> [What this task involves]
Nothing but the lines from the top of the following entries through the line with "- [ ] 🔥 Bug Fix" should be printed, exactly as they are.

Stored data:
'''

PR #5009, opened 2024-06-28
Improve local search + improve Navigator Search UI

Cloud11PL:
* Replaces `fuzzaldrin` with `fuse.js`
* Ports Navigator to new macaw-ui

## What type of PR is this?
- [x] 💅 Refactor
- [ ] 🌟 Feature
- [ ] 🔥 Bug Fix
- [x] 🔩 Maintenance

- closes #

Search:
CleanShot 2024-07-01 at 12 15 25
CleanShot 2024-07-01 at 12 15 58

Navigator Search:
CleanShot 2024-07-01 at 12 14 26

## Have you written tests?
- [ ] Yes!


src/components/NavigatorSearch/modes/commands/actions.test.ts
```diff
@@ -0,0 +1,36 @@
...
+jest.mock("react-intl", () => {
+  const reactIntl = jest.requireActual("react-intl");
+  const intl = reactIntl.createIntl({
+    locale: "en",
+  });
+
+  return {
+    ...reactIntl,
+    useIntl: () => intl,
+  };
```
poulch, line 14: suggestion: using actual react-intl does not have sense because it doesn't work without context

src/components/NavigatorSearch/modes/utils.ts
```diff
@@ -50,3 +48,54 @@ export function getMode(command: string): QuickSearchMode {
...
+                  id: "BooQvo",
+                  defaultMessage: "Type {key} to see available actions",
+                  description: "navigator placeholder",
+                },
+                {
+                  key: "'?'",
+                },
+              )
+            : null;
+};
```
poulch, line 89: suggestion: please refactor this not to use nested ternaries

src/components/NavigatorSearch/modes/utils.ts
```diff
@@ -50,3 +48,54 @@ export function getMode(command: string): QuickSearchMode {
...
+  return mode === "orders"
+    ? "#"
+    : mode === "customers"
+      ? "@"
+      : mode === "catalog"
+        ? "$"
+        : mode === "help"
+          ? "?"
+          : ">";
+};
```
poulch, line 101: suggestion: same here

src/components/NavigatorSearch/useQuickSearch.ts
```diff
@@ -28,7 +28,7 @@ function useQuickSearch(open: boolean, input: RefObject<HTMLInputElement>): UseQ
   const { result: customers, search: searchCustomers } = useCustomerSearch({
     variables: {
       ...DEFAULT_INITIAL_SEARCH_DATA,
-      first: 5,
+      first: 10,
```
poulch, line 31: question: is there any reason to change this to 10?

src/misc.ts
```diff
@@ -633,3 +634,20 @@ const getAllRemovedRowsBeforeRowIndex = (rowIndex: number, removedRowsIndexs: nu
 
 export const getDatagridRowDataIndex = (rowIndex: number, removedRowsIndexs: number[]) =>
   rowIndex + getAllRemovedRowsBeforeRowIndex(rowIndex, removedRowsIndexs).length;
+
+export const fuzzySearch = <T>(array: T[], query: string | undefined, keys: string[]) => {
```
poulch, line 638:
```suggestion
export const fuzzySearch = <T>({array, query, keys}: { array: T[], query: string | undefined, keys: string[] }) => {
```

src/misc.ts
```diff
@@ -633,3 +634,20 @@ const getAllRemovedRowsBeforeRowIndex = (rowIndex: number, removedRowsIndexs: nu
...
+
+  const fuse = new Fuse(array, {
+    keys,
+    includeScore: true,
+    threshold: 0.3,
+  });
+
+  return fuse
+    .search(query.toLocaleLowerCase())
+    .filter(({ score }) => (query ? score !== 1 : 0))
```
poulch, line 651: question: do you have to check `query` if you have a condition checking this above?
Previous solution use a threshold, maybe we should also consider using it.

poulch (dismissed):

src/components/NavigatorSearch/modes/utils.ts
```diff
@@ -50,3 +48,54 @@ export function getMode(command: string): QuickSearchMode {
...
+                },
+                {
+                  key: "'?'",
+                },
+              )
+            : null;
+};
+
+export const getModeSymbol = (mode: QuickSearchMode) => {
+  return mode === "orders"
```
andrzejewsky, line 92: suggestion: please refactor this not to use nested ternaries

src/components/NavigatorSearch/modes/utils.ts
```diff
@@ -50,3 +48,54 @@ export function getMode(command: string): QuickSearchMode {
       return null;
   }
 }
+
+export const getModePlaceholder = (mode: QuickSearchMode, intl: IntlShape) => {
+  return mode === "orders"
```
andrzejewsky, line 53: suggestion: please refactor this not to use nested ternaries

.changeset/perfect-crews-speak.md
```diff
@@ -0,0 +1,5 @@
+---
+"saleor-dashboard": patch
+---
+
+Searching for countries and other items is now more efficient, making it easier to find what you need. Additionally, the Dashboard Navigator UI has been improved to match the rest of the application, providing a more consistent experience.
```
andrzejewsky, line 5: what does mean "improved", "consistent", "easier to find" - how does that impact the user? If this is just migration, meaning technical stuff / maintenance, you can prepare more developer-related descriptions.

_The "fuzzaldrin" is no longer used within the codebase, this means we have migrated to "Fuse.js"_

andrzejewsky (changes requested):

.changeset/perfect-crews-speak.md
Cloud11PL: > what does mean "improved", "consistent", "easier to find"
I'm not sure I understand the confusion. From the user perspective search now works better and gives relevant results. I mentioned country search specifically as the link PR from community was fixing that particular search. 

> If this is just migration, meaning technical stuff / maintenance, you can prepare more developer-related descriptions.
According to our changeset guide we have to be user-focused and focused on user workflow. Why does a user have to care about a migration of a library? I wrote what user can expect when this change is merged and released.

src/components/NavigatorSearch/useQuickSearch.ts
Cloud11PL: I thought that 5 results were too little for a search like that.

src/components/NavigatorSearch/modes/commands/actions.test.ts
poulch: Nope it doesn't, it works in your case because you mocked useIntl, but you could do this like that:
```suggestion
jest.mock("react-intl", () => ({
  useIntl: jest.fn(() => ({
    formatMessage: jest.fn(x => x.defaultMessage),
  })),
}));
```

src/misc.ts
```diff
@@ -633,3 +634,20 @@ const getAllRemovedRowsBeforeRowIndex = (rowIndex: number, removedRowsIndexs: nu
...
+
+  const fuse = new Fuse(array, {
+    keys,
+    includeScore: true,
+    threshold: 0.3,
+  });
+
+  return fuse
+    .search(query.toLocaleLowerCase())
+    .filter(({ score }) => score !== 1)
```
poulch, line 651: question: Previuse solution uses a threshold, don't we need to support it too?

src/components/NavigatorSearch/modes/commands/actions.test.ts
Cloud11PL: I meant that it does work 😄

src/misc.ts
Cloud11PL: This solution also uses threshold of 0.3 - the results get rounded down so they can be up to 0.4 (0.39..) so in theory we don't need this filter here. I'll remove it

poulch (approved):

src/components/NavigatorSearch/modes/commands/actions.test.ts
andrzejewsky: @Cloud11PL test should mock dependencies, not mock and provide their actual implementation. You are not testing react-intl here, you test only your code and the only you care about is that your code calls intl with proper arguments.

andrzejewsky (approved):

'''

> [Solution for this problem]
PR #5009, opened 2024-06-28
Improve local search + improve Navigator Search UI

Cloud11PL:
* Replaces `fuzzaldrin` with `fuse.js`
* Ports Navigator to new macaw-ui

## What type of PR is this?
- [x] 💅 Refactor
- [ ] 🌟 Feature
- [ ] 🔥 Bug Fix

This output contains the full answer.